Wong Fei-Hung dilahirkan pada tahun 1847
di Kwantung (Guandong) dari keluarga muslim yang taat. Nama Fei pada
Wong Fei Hung merupakan dialek Canton untuk menyebut nama Arab, Fais.
Sementara Nama Hung juga merupakan dialek Kanton untuk menyebut nama
Arab, Hussein. Jadi, bila di-bahasa-arab-kan, namanya ialah Faisal
Hussein Wong.
Ayahnya, Wong Kay-Ying adalah seorang
Ulama, dan tabib ahli ilmu pengobatan tradisional, serta ahli beladiri
tradisional Tiongkok (wushu/kungfu). Ayahnya memiliki sebuah klinik
pengobatan bernama Po Chi Lam di Canton (ibukota Guandong).
Wong Kay-Ying merupakan seorang ulama
yang menguasai ilmu wushu tingkat tinggi. Ketinggian ilmu beladiri Wong
Kay-Ying membuatnya dikenal sebagai salah satu dari Sepuluh Macan
Kwantung. Posisi Macan Kwantung ini di kemudian hari diwariskannya
kepada Wong Fei Hung.
Kombinasi antara pengetahuan ilmu
pengobatan tradisional dan teknik beladiri serta ditunjang oleh
keluhuran budi pekerti sebagai Muslim membuat keluarga Wong sering turun
tangan membantu orang-orang lemah dan tertindas pada masa itu. Karena
itulah masyarakat Kwantung sangat menghormati dan mengidolakan Keluarga
Wong.
Pasien klinik keluarga Wong yang meminta
bantuan pengobatan umumnya berasal dari kalangan miskin yang tidak mampu
membayar biaya pengobatan. Walau begitu, Keluarga Wong tetap membantu
setiap pasien yang datang dengan sungguh-sungguh. Keluarga Wong tidak
pernah pandang bulu dalam membantu, tanpa memedulikan suku, ras, agama,
semua dibantu tanpa pamrih.
Secara rahasia, keluarga Wong terlibat
aktif dalam gerakan bawah tanah melawan pemerintahan Dinasti Ch’in yang
korup dan penindas. Dinasti Ch’in ialah Dinasti yang merubuhkan
kekuasaan Dinasti Yuan yang memerintah sebelumnya. Dinasti Yuan ini
dikenal sebagai satu-satunya Dinasti Kaisar Cina yang anggota
keluarganya banyak yang memeluk agama Islam.
Wong Fei-Hung mulai mengasah bakat
beladirinya sejak berguru kepada Luk Ah-Choi yang juga pernah menjadi
guru ayahnya.

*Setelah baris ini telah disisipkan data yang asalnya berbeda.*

PR #3970, opened 2016-07-25
Alternative override of local address

SzymonPobiega:
Alternative to https://github.com/Particular/NServiceBus/pull/3968.

Removed address translation rules.

Would possibly benefit from https://github.com/Particular/NServiceBus/pull/3962.


bording:
I definitely like the simplification this approach provides!

I'm wondering if there still might be value in maintaining the `TransportAddresses` class, though. For example, we could use that to call `ToTransportAddress` once and cache the result instead of calling it over and over again for the same values.

src/NServiceBus.Core/EndpointConfiguration.cs
```diff
@@ -178,6 +178,16 @@ public void OverridePublicReturnAddress(string address)
         }
 
         /// <summary>
+        /// Overrides the local address.
+        /// </summary>
+        /// <param name="transportAddress">The transportAddress.</param>
+        public void OverrideLocalAddress(string transportAddress)
```
timbussmann: shouldn't that just be an extension method which contains the code from line 231-234?

src/NServiceBus.Core/Routing/UnicastRouter.cs
```diff
@@ -6,18 +6,17 @@ namespace NServiceBus
     using System.Threading.Tasks;
     using Extensibility;
     using Routing;
-    using Transport;
     using Unicast.Messages;
 
     abstract class UnicastRouter : IUnicastRouter
     {
-        public UnicastRouter(MessageMetadataRegistry messageMetadataRegistry,
+        protected UnicastRouter(MessageMetadataRegistry messageMetadataRegistry,
```
timbussmann: why is this protected?

src/NServiceBus.Core/EndpointConfiguration.cs
timbussmann: also, thinking more closely about the name, we should probably keep `OverrideLocalAddress` obsoleted and introduce a new method which doesn't include "Address" in the name, since providing an "address string" (e.g. containing @) would not be valid here.

timbussmann:
+ :100:  to remove the address translation rules/exceptions. Let's talk about https://github.com/Particular/NServiceBus/pull/3968#issuecomment-235191005 to decide which PR we're going with?

src/NServiceBus.Core/Routing/UnicastRouter.cs
SzymonPobiega: because it is abstract. R# suggestion

src/NServiceBus.Core/EndpointConfiguration.cs
SzymonPobiega: I agree.

src/NServiceBus.Core/Routing/UnicastRouter.cs
timbussmann: I see. I can't come up with a potential issue here.

SzymonPobiega:
What's the next step here guys?

weralabaj:
When this gets merged, update the doco, as per @SzymonPobiega's comment here https://github.com/Particular/docs.particular.net/pull/1586#discussion_r72933430.

SzymonPobiega:
I've added an MSMQ-specific address translation override mechanism to be able to keep the scale-out samples clean.

bording:
> I've added an MSMQ-specific address translation override mechanism to be able to keep the scale-out samples clean.

Why do we need an MSMQ-specific way to do this?

SzymonPobiega:
@bording we have samples related to routing and scale out which benefit from ability to override the address translation because then I can simulate multiple machines on a single one. The result is I can show end-to-end scale out configurations on a single box with F5 experience.

src/NServiceBus.Core/Routing/MessageDrivenSubscriptions/SubscriptionRouter.cs
```diff
@@ -35,7 +34,7 @@ Task<IEnumerable<EndpointInstance>> ResolveInstances(string endpoint)
         }
 
         EndpointInstances endpointInstances;
-        TransportAddresses physicalAddresses;
+        readonly Func<EndpointInstance, string> transportAddressTranslation;
```
timbussmann: remove readonly

src/NServiceBus.Core/Transports/Msmq/MsmqConfigurationExtensions.cs
```diff
@@ -60,5 +60,16 @@ public static FileRoutingTableSettings InstanceMappingFile(this RoutingSettings<
         {
             return new FileRoutingTableSettings(config.Settings);
         }
+
+        /// <summary>
+        /// Overrides the default address translation rule "endpoint-id.quailfier@machine".
```
timbussmann: endpoint-discriminator.quailfier@machine

src/NServiceBus.Core/Transports/Msmq/MsmqTransportInfrastructure.cs
```diff
@@ -50,6 +51,11 @@ ReceiveStrategy SelectReceiveStrategy(TransportTransactionMode minimumConsistenc
 
         public override string ToTransportAddress(LogicalAddress logicalAddress)
         {
+            return addressTrnaslationRule(logicalAddress);
+        }
+
+        static string DefaultAddressTrnaslationRule(LogicalAddress logicalAddress)
```
timbussmann: TranslationRule

timbussmann:
> @bording we have samples related to routing and scale out which benefit from ability to override the address translation because then I can simulate multiple machines on a single one. The result is I can show end-to-end scale out configurations on a single box with F5 experience.

I'm a bit skeptical about this, but let's move this forward and raise an issue if we want to discuss this further?

SzymonPobiega:
@timbussmann renamed `OverrideLocalAddress` to `OverrideInputQueue` and re-added the obsolete.

timbussmann:
merging this. @bording let's raise an issue to find a better way to do this since it looks like testing is the only usage scenario for this.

Luk Ah-Choi inilah yang kemudian mengajarinya dasar-dasar
jurus Hung Gar yang membuat Fei Hung sukses melahirkan Jurus Tendangan
Tanpa Bayangan yang legendaris.
Dasar-dasar jurus Hung Gar ditemukan,
dikembangkan dan merupakan andalan dari Hung Hei-Kwun, kakak seperguruan
Luk Ah-Choi. Hung Hei-Kwun adalah seorang pendekar Shaolin yang lolos
dari peristiwa pembakaran dan pembantaian oleh pemerintahan Dinasti
Ch’in pada 1734.
Hung Hei-Kwun ini adalah pemimpin
pemberontakan bersejarah yang hampir mengalahkan dinasti penjajah Ch’in
yang datang dari Manchuria (sekarang kita mengenalnya sebagai Korea).
Jika saja pemerintah Ch’in tidak meminta bantuan pasukan-pasukan
bersenjata bangsa asing (Rusia, Inggris, Jepang), pemberontakan pimpinan
Hung Hei-Kwun itu niscaya akan berhasil mengusir pendudukan Dinasti
Ch’in.
Setelah berguru kepada Luk Ah-Choi, Wong
Fei-Hung kemudian berguru pada ayahnya sendiri hingga pada awal usia
20-an tahun, ia telah menjadi ahli pengobatan dan beladiri terkemuka.
Bahkan ia berhasil mengembangkannya menjadi lebih maju.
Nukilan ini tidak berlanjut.